Stored data entries:
■ ■ ■ ■

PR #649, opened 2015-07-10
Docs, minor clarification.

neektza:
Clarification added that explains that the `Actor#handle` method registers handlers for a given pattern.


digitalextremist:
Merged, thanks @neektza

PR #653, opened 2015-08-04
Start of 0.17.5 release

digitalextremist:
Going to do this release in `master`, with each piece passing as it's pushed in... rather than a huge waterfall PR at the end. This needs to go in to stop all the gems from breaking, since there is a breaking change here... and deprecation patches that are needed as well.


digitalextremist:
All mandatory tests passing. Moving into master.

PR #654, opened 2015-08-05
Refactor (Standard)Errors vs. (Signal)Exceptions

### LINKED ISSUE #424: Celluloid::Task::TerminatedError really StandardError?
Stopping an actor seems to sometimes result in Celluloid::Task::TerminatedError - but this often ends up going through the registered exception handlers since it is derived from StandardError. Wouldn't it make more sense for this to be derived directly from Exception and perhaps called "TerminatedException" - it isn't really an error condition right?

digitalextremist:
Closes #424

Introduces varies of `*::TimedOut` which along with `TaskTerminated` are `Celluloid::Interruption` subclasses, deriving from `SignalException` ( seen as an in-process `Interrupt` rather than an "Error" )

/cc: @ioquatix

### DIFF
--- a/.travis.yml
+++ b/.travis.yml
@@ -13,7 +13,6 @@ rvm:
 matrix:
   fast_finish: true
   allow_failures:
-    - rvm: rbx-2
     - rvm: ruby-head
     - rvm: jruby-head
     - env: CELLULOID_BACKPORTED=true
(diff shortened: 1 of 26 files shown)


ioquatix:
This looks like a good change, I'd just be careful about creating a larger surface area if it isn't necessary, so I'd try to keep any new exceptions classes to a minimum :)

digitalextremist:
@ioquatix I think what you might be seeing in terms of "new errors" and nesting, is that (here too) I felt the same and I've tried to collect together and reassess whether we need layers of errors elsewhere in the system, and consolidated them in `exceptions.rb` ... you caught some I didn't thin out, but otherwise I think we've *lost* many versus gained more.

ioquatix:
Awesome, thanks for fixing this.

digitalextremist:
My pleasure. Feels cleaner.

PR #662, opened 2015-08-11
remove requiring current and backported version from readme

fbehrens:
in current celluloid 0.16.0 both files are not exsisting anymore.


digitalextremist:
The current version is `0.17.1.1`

■ ■ ■ ■

**What you need to do**
Collect the lines of the records that include the string "thanks".

**Written response**
Merged, thanks @neektza
Awesome, thanks for fixing this.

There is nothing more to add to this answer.